日本トータライフ協会とは

葬儀は、どこへ向かっているのでしょう?

1998年6月、社会から歓迎される葬儀の在り方を考え、実践していくために、
匠と呼ばれる全国の葬儀社が集い、日本トータライフ協会は設立されました。

10数年の時が経ち、今日の葬儀業界は異業種からの参入や新興フランチャイズ葬儀社の台頭など、かつてない変革のときを迎えています。

正常な市場原理が働き、新しい流れが生まれること。
それに関してはむしろ望むところであり、業界全体が風通しのよい環境になることに異を唱えるつもりはありません。
しかし、そうした新規参入組・新興組が顧客獲得のために展開するキャンペーンはこぞって「従来の葬儀社…」という既存否定であり、いかに自分たちが業界の救世主であるかを広くメディアを通じて発信し続けています。
確かに、葬祭業者の中には「悲しみの心につけこむ」心ない業者が存在したことも事実です。
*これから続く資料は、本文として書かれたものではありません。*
Issue #913, opened 2026-01-25
Todo.IsCompleted evaluates all occurrences


maknapp:
If a TODO has an rrule without COUNT or UNTIL, `IsCompleted()` throws with out of range exception.

axunonb:
Good catch! Yes, should go into v5 as well.

PR #914, opened 2026-01-25
Stop todo evaluation at given datetime

maknapp:
This is a v6 fix for #913. Should probably be fixed for v5 too. I am still trying to make sense of the TODO stuff, but I think `TakeWhile` was the original intention here.

### DIFF
--- a/Ical.Net.Tests/TodoTest.cs
+++ b/Ical.Net.Tests/TodoTest.cs
@@ -8,6 +8,7 @@ using System.Collections.Generic;
 using System.Linq;
 using Ical.Net.CalendarComponents;
 using Ical.Net.DataTypes;
+using NodaTime;
 using NUnit.Framework;
 
 namespace Ical.Net.Tests;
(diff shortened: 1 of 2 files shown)


Ical.Net.Tests/TodoTest.cs
```diff
@@ -238,4 +239,31 @@ public void Todo_WithFutureStart_AndNoDuration_ShouldSucceed()
...
+            .AtMidnight()
+            .InUtc()
+            .ToInstant());
+
+        var results = Enumerable.Range(14, 10)
+            .Select(x => new LocalDate(2026, 1, x))
+            .Select(x => todo.IsCompleted(x.AtMidnight().InUtc()))
+            .ToList();
+
+        List<bool> expected = [true, true, true, true, true, true, true, true, false, false];
```
axunonb, line 267: // Jan 14-21: true  (8 days) - TODO is considered completed
// Jan 22-23: false (2 days) - TODO is NOT completed

maknapp:
This can be closed if #922 is merged because it deletes these changes.

PR #923, opened 2026-02-01
Run file-based test cases with each instance as DTSTART

minichma:
This PR extends the file-based test cases to run each test case not only with the specified DTSTART but also with each of the expected recurrence instances as DTSTART as individual test case. This tests is helpful because in most test cases DTSTART is specified at the beginning of the respective interval. With this extension we also test for less common, yet valid patterns, i.e. DTSTART being specified not at the beginning of an interval.

The new test cases actually bring up some failing tests that should be fixed before this one can be merged.

The PR also contains some additional tests that cover similar cases where DTSTART is not at the beginning of an interval but run nicely.


axunonb:
@minichma All the tests seem to pass with v6 now. Would you like to update the PR?

minichma:
> @minichma All the tests seem to pass with v6 now. Would you like to update the PR?

@axunonb Thanks for the friendly reminder. I just pushed an update, should be good for review.

axunonb (approved):
Great, thanks a lot!

PR #925, opened 2026-02-02
Handle byweekno spanning months

### LINKED ISSUE #924: V6: Tests failing if DTSTART is not at the beginning of an interval
The following test cases fail:

```ics
# 30.12 in WEEK 52 with expansion on BYMONTH, BYMONTHDAY, BYWEEKNO
RRULE:FREQ=YEARLY;BYMONTH=12;BYMONTHDAY=1,30;BYWEEKNO=52;UNTIL=20340101
DTSTART:20291230
INSTANCES:20291230,20331230

# 30.12 in WEEK 52 with expansion on BYYEARDAY, BYWEEKNO
RRULE:FREQ=YEARLY;BYYEARDAY=-2;BYWEEKNO=52;UNTIL=20340101
DTSTART:20291230
INSTANCES:20291230,20331230
```

They've been identified as part of #923. The more general pattern I was trying to test for was the case that DTSTART is not specified at the beginning of an interval. E.g. we have `BYMONTH=1,2` and DTSTART is specified with month 2 rather than 1. We don't seem to cover this case explicitly in the code and that it mostly works seems to be a rather subtle (and undocumented) consequence of how recurrence evaluation is implemented. I didn't analyze the test cases above in more detail, so they may or may not be related to the described pattern. Actually the second test doesn't have any `BY` with multiple values, so from that perspective it seems to be a different problem.

The test cases seem to succeed in V5.

Version:
V6, based on Commit [#ed3d40d677ea924db594b1c9efa3e8ad42632eda](https://github.com/ical-org/ical.net/tree/ed3d40d677ea924db594b1c9efa3e8ad42632eda)

maknapp:
Changes BYMONTH + BYWEEKNO to start expanding by weeks and limiting months later.

Fixes #924


Ical.Net/Evaluation/RecurrencePatternEvaluator.cs
```diff
@@ -452,11 +456,25 @@ private IEnumerable<ZonedDateTime> ByDaySpecialYearly()
         return ExpandDayFromYear();
     }
 
+    /// <summary>
+    /// Limits weeks by month.
+    /// </summary>
+    private IEnumerable<ZonedDateTime> LimitWeekByMonth()
+    {
+        foreach (var value in ExpandWeekNo())
```
axunonb: Add `//NOSONAR` - SonarCloud prefers to see LINQ, although we still prefer loops

Ical.Net/Evaluation/RecurrencePatternEvaluator.cs
```diff
@@ -922,7 +940,7 @@ private IEnumerable<ZonedDateTime> ByYearDay()
 
     private IEnumerable<ZonedDateTime> LimitYearDay()
     {
-        foreach (var value in ByWeekNo())
+        foreach (var value in ByMonth())
```
axunonb: Add `//NOSONAR` - SonarCloud prefers to see LINQ, although we often still prefer loops

axunonb (approved):
Quite a bit of refactoring to get #924 fixed. Great!
BTW: Till 25 Feb I'm OOO with limited availability.

axunonb:
@minichma Could you take a look, please?

Ical.Net/Evaluation/RecurrencePatternEvaluator.cs
```diff
@@ -407,26 +407,30 @@ private IEnumerable<ZonedDateTime> ExpandHour()
...
 
-        return _frequency switch
+        if (_rule.ByWeekNo)
         {
-            FrequencyType.Weekly => ExpandDayFromWeekWithoutOffsets(),
-            FrequencyType.Monthly => ByDaySpecialMonthly(),
-            FrequencyType.Yearly => ByDaySpecialYearly(),
-            _ => LimitDayOfWeek()
-        };
+            return _rule.ByMonth ? LimitWeekByMonth() : ExpandWeekNo();
```
minichma, line 430: This method seems to be one of the more complex ones. Some more comments on the individual cases would therefore be helpful, ideally citing the RFC.

Ical.Net/Evaluation/RecurrencePatternEvaluator.cs
```diff
@@ -407,26 +407,30 @@ private IEnumerable<ZonedDateTime> ExpandHour()
...
+        }
+
+        return LimitMonthByReferenceDay();
```
minichma, line 433: The method structure is not always quite obvious. Usually I understand we go from one level to the next, according to the order imposed by the RFC. I.e. `BYMONTH, BYWEEKNO, BYYEARDAY, BYMONTHDAY, BYDAY, BYHOUR, BYMINUTE, BYSECOND and BYSETPOS` in opposite order. One level takes care of calling the next. In `ByDay()` we have some special cases according to the expand matrix. The individual levels take care of knowing whether to expand or to limit, e.g. `ByMonthDay()` calls `ByYearDay()`, etc. From that perspective it is not quite obvious why we have a `ByMonth()` and a `LimitMonthByReferenceDay()`. I feel that it could either be harmonized or alternatively the individual versions would deserve some more descriptive names and comments where they are called and why. But that's probably not a topic of this PR.

minichma (approved):
I was trying to review the change but had a little bit of a hard time because I'm not familiar with the rewritten RecurrencePatternEvaluator yet. I invested a few hours and was trying to find some more failing edge cases but didn't find any, so from that point the change LGTM. I haven't managed to go through all cases though, so the confidence of the review is somewhat limited.

A thought on what would have made the review somewhat easier. The changes seem to consist of multiple, logically independent steps. I.e. it seems that code has been refactored in order to apply subsequent functional changes. Code refactoring often consist of more lines being changed than the functional ones while they usually need less careful review, as the behavior of the refactored code should stay the same. It would therefore be helpful to structure the commits in more fine-grained manner, i.e. have each independent refactoring in a separate commit and make it clear in the commit message that the change shouldn't contain any functional change. Then keep the functional changes as small as possible, so they are easier to read and commit them separately. If there's just a single commit like in this PR, a reviewer has to read and understand all the changes at once, which is significantly harder, more error prone and takes accordingly longer.

Generally speaking I feel the code has improved a lot over the v5 version. I also feel that the level of comments has improved. Nevertheless I feel that it would be helpful to add more citations to the RFC, especially where branches might not be too obvious or where we made decisions due to a lack of clarity of the RFC. Maybe that's also something AI could help with.

Ical.Net/Evaluation/RecurrencePatternEvaluator.cs
axunonb: @maknapp Not sure whether you intend to modify this PR in terms of the latest comments, or squash merge for now?

maknapp: This is fine to merge now. I do agree that more comments could be added in places, but can be in new PR.

PR #926, opened 2026-02-08
Test: Update `icalrecur_test.txt` from libical master

minichma:
`icalrecur_test.out` contains test cases from the https://github.com/libical/libical project. Update the file to the latest upstream master.

Two test cases were failing (on master its 3) that are related to `BYWEEKNO`, which is implemented differently in libical than in Ical.Net. They have been disabled.


axunonb (approved):
Excellent, thanks for the update. Nice increase in coverage, too.

Issue #910, opened 2026-01-18
Drop support for more than one RRULE property


maknapp:
RFC 5545:
> The "RRULE" property SHOULD NOT occur more than once in a component.

The spec does not allow more than one rrule for any component. Can we remove support for multiple rules in v6?

axunonb:
RFC 5545 discourages multiple RRULEs because they make the calendar's behavior undefined.
Even though it's a "SHOULD", it makes sense to disallow in v6.

`RecurrenceRuleTests` in `Ical.Net.Tests/RecurrenceTests.cs` exercises a component that has two `RecurrenceRules` added (`eventA.RecurrenceRules.Add(five); eventA.RecurrenceRules.Add(ten);` and the same for `eventB` with swapped order) to ensure equality/serialization logic still holds when a single component hosts more than one `RRULE`.

maknapp:
Should `IList<RecurrencePattern> RecurrenceRules` be marked obsolete in v6 or replaced with `RecurrencePattern?`? Is it too late to mark as obsolete in v5?

If the list property needs to be kept in v6 and marked obsolete, should it still handle all rules in the list or just use the first rule in the list only?

axunonb:
We marked `Exceptionrules` as obsolte in v5.
I think we can do so for `IList<RecurrencePattern> RecurrenceRules` in v5, too.

Would you prefer `RecurrencePattern RecurrencePattern?` for the property instead of `RecurrencePattern RecurrenceRule?`
Maybe introduce the replacement in v5 and fully remove `IList<RecurrencePattern> RecurrenceRules` in v6?

maknapp:
I think the names should match. I would actually prefer the `RecurrencePattern` class to be renamed to `RecurrenceRule` since it is more commonly referred to as a rule instead of a pattern. If we do not want to go that route, then changing the property name to `RecurrencePattern` is the next best option.

axunonb:
Yes, the dilemma is that the property name `Exceptionrules` is fine, while the class name `RecurrencePattern` is not.
If we mark  `IList<RecurrencePattern> RecurrenceRules` as obsolete in favor of `RecurrenceRule? RecurrenceRule` in v5, we get a similar property name but with a different type. Only `RecurrenceRule? RecurrenceRule`  will exist in v6. 
How does that sound to you?

maknapp:
That sounds good to me.

PR #928, opened 2026-02-13
Deprecate RecurrenceRules and RecurrencePattern

maknapp:
Related #910

Deprecates `IList<RecurrencePattern> RecurrenceRules` in favor of `RecurrenceRule? RecurrenceRule`.

This is for preparing to rename `RecurrencePattern` and `RecurrencePatternSerializer` in v6 to use "Rule" instead of "Pattern". The only class left with "Pattern" in the name is `RecurrencePatternEvaluator` which is internal in v6.

Some of the changes made to deprecate `RecurrencePattern` may cause some breaking changes depending on usage. There are a _lot_ of public virtual methods and I am not sure how those can cause problems. I am also not sure if I handled `CalendarDataType` correctly.


Ical.Net/DataTypes/RecurrenceRule.cs
```diff
@@ -0,0 +1,183 @@
...
+        return serializer.SerializeToString(this);
+    }
+
+    /// <inheritdoc/>
+    public override void CopyFrom(ICopyable obj)
+    {
+        base.CopyFrom(obj);
+        if (obj is not RecurrenceRule r)
+        {
+            // Allow copying from rule wrapped by pattern
```
axunonb: Remove uncommented code?

axunonb (dismissed):
Excellent, thanks! Just a minor comment.

maknapp:
Extra commented code removed.

axunonb (approved):
👍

しかし、そんな悪徳業者も一括りに「従来の葬祭業者は…」と扱われることに、日本のメディアの不平等、無責任、新しいもの好きに呆れさせられると同時に、それぞれの地域に根をはり、真面目に誠実にひとつひとつの命を大切に送り、悲しみの心と向き合い続けてきたプロとして、広く社会から納得と共感が得られるよう「言葉の発信」を積極的に展開しています。

ここに結束した私たちは、

  1. 自らは何もせずに、ただ大根や牛肉を仕入れるのと同じ手法で、安く下請け葬儀社に発注して安く生活者に提供する、そんな新規参入の大手流通業社とは違います。
  2. 人海戦術を使って供託金を集め、返金や解約手続きを複雑化している詐欺まがいの巨大組織とは違います。
  3. 株主利益を第一に考えなければならない上場企業葬祭業社とは違います。
  4. いたずらに価格破壊を煽り、「新ビジネスモデル」と「合理化」という言葉を都合良く解釈し、葬儀という儀式を単なる「処理」としか考えない新興の葬祭業者とは違います。

この世に生まれたすべての人が分け隔てなく直面する葬儀の機会にあって、
人が人の命を尊び、その人生に最後の「ありがとう」を伝える儀式の意義を広く正しく伝えることが日本トータライフ協会の活動の原点であると考えています。